Materials provided Start Marker
PR #540, opened 2026-01-29
refactor(linalg): Add missing overload to `compute_gramian`

ValerianRey:
I thought we could remove it, but this overload is actually necessary. Otherwise we get a Pylance error when we don't match the other overloads.

### DIFF
--- a/src/torchjd/_linalg/_gramian.py
+++ b/src/torchjd/_linalg/_gramian.py
@@ -21,6 +21,11 @@ def compute_gramian(t: Matrix, contracted_dims: Literal[1]) -> PSDMatrix:
     pass
 
 
+@overload
+def compute_gramian(t: Tensor, contracted_dims: int) -> PSDTensor:
+    pass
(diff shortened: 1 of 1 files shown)


ValerianRey:
@PierreQuinton FYI (you were right about this in your PR).

PierreQuinton:
@ValerianRey Any reason why the CI passed on this? I would have expected mypy to be unhappy there. Is there something we can do to make it stricter? Or is it just that mypy doesn't check overloads at all?

ValerianRey:
> @ValerianRey Any reason why the CI passed on this? I would have expected mypy to be unhappy there. Is there something we can do to make it stricter? Or is it just that mypy doesn't check overloads at all?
Materials provided End Marker
## Work item
Retype every line of the listing exactly as it appears.

## Completed task
PR #540, opened 2026-01-29
refactor(linalg): Add missing overload to `compute_gramian`

ValerianRey:
I thought we could remove it, but this overload is actually necessary. Otherwise we get a Pylance error when we don't match the other overloads.

### DIFF
--- a/src/torchjd/_linalg/_gramian.py
+++ b/src/torchjd/_linalg/_gramian.py
@@ -21,6 +21,11 @@ def compute_gramian(t: Matrix, contracted_dims: Literal[1]) -> PSDMatrix:
     pass
 
 
+@overload
+def compute_gramian(t: Tensor, contracted_dims: int) -> PSDTensor:
+    pass
(diff shortened: 1 of 1 files shown)


ValerianRey:
@PierreQuinton FYI (you were right about this in your PR).

PierreQuinton:
@ValerianRey Any reason why the CI passed on this? I would have expected mypy to be unhappy there. Is there something we can do to make it stricter? Or is it just that mypy doesn't check overloads at all?

ValerianRey:
> @ValerianRey Any reason why the CI passed on this? I would have expected mypy to be unhappy there. Is there something we can do to make it stricter? Or is it just that mypy doesn't check overloads at all?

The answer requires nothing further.